### TASK BRIEF
Some lines below hold "CampaignConfig". Pick them out and copy them.

### SUPPLIED ENTRIES
PR #57, opened 2021-07-07
Campaigns fixes

soleti:
This PR includes new versions of the beam and CORSIKA campaigns.

### DIFF
--- a/CampaignConfig/mdc2020_beam.ini
+++ b/CampaignConfig/mdc2020_beam.ini
@@ -2,7 +2,7 @@
 experiment = mu2e
 poms_role = production
 name = MDC2020f_beam
-campaign_stage_list = pot_fcl, pot, beam_cat_fcl, beam_cat, neutrals_cat_fcl, neutrals_cat, beam_resampler_fcl, beam_resampler, neutrals_resampler_fcl, neutrals_resampler, beamflash_cat_fcl, beamflash_cat, earlybeamflash_cat_fcl, earlybeamflash_cat, ipastops_cat_fcl, ipastops_cat, neutralsflash_cat_fcl, neutralsflash_cat, earlyneutralsflash_cat_fcl, earlyneutralsflash_cat, muonstops_fcl, muonstops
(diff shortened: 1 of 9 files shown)


CampaignConfig/mdc2020_beam.ini
```diff
@@ -2,15 +2,15 @@
...
+campaign_stage_list = pot_fcl, pot, beam_cat_fcl, beam_cat, neutrals_cat_fcl, neutrals_cat, mubeam_resampler_fcl, mubeam_resampler, elebeam_resampler_fcl, elebeam_resampler, neutrals_resampler_fcl, neutrals_resampler, elebeamflash_cat_fcl, elebeamflash_cat, earlyelebeamflash_cat_fcl, earlyelebeamflash_cat, mubeamflash_cat_fcl, mubeamflash_cat, earlymubeamflash_cat_fcl, earlymubeamflash_cat, ipastops_cat_fcl, ipastops_cat, targetstops_cat_fcl, targetstops_cat, neutralsflash_cat_fcl, neutralsflash_cat, earlyneutralsflash_cat_fcl, earlyneutralsflash_cat, muonstops_fcl, muonstops
 
 [campaign_defaults]
 vo_role=Production
 software_version=Offline
 dataset_or_split_data=None
 cs_split_type=None
 completion_type=complete
-completion_pct=95
+completion_pct=100
```
brownd1978, line 13: Does this mean that even 1 failed job will prevent the next stage from running?

brownd1978 (approved):

CampaignConfig/mdc2020_beam.ini
soleti: This is something I want to check because I am not sure. With 95% it was starting the next stage event if the remaining 5% was still running. With 100% it should start only when all the jobs ended (successfully or not). But if we have e.g. 50% of failed jobs we might not want to go to the following stage automatically... I will ask Marc what's the best way to configure this.

PR #65, opened 2021-07-15
more include shifts

rlcee:
fix a few more missed include shifts


kutschke:
I have made a dummy PR in Offline.  After it completes it's initial CI build. I will tweak it and the do a new CI build that tests this PR on Production.  If all goes well I will merge later this evening.

kutschke (approved):
This was validated on using Offline PR 532 .
It passed validation.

### SOLVED EXERCISE
--- a/CampaignConfig/mdc2020_beam.ini
+++ b/CampaignConfig/mdc2020_beam.ini
CampaignConfig/mdc2020_beam.ini
CampaignConfig/mdc2020_beam.ini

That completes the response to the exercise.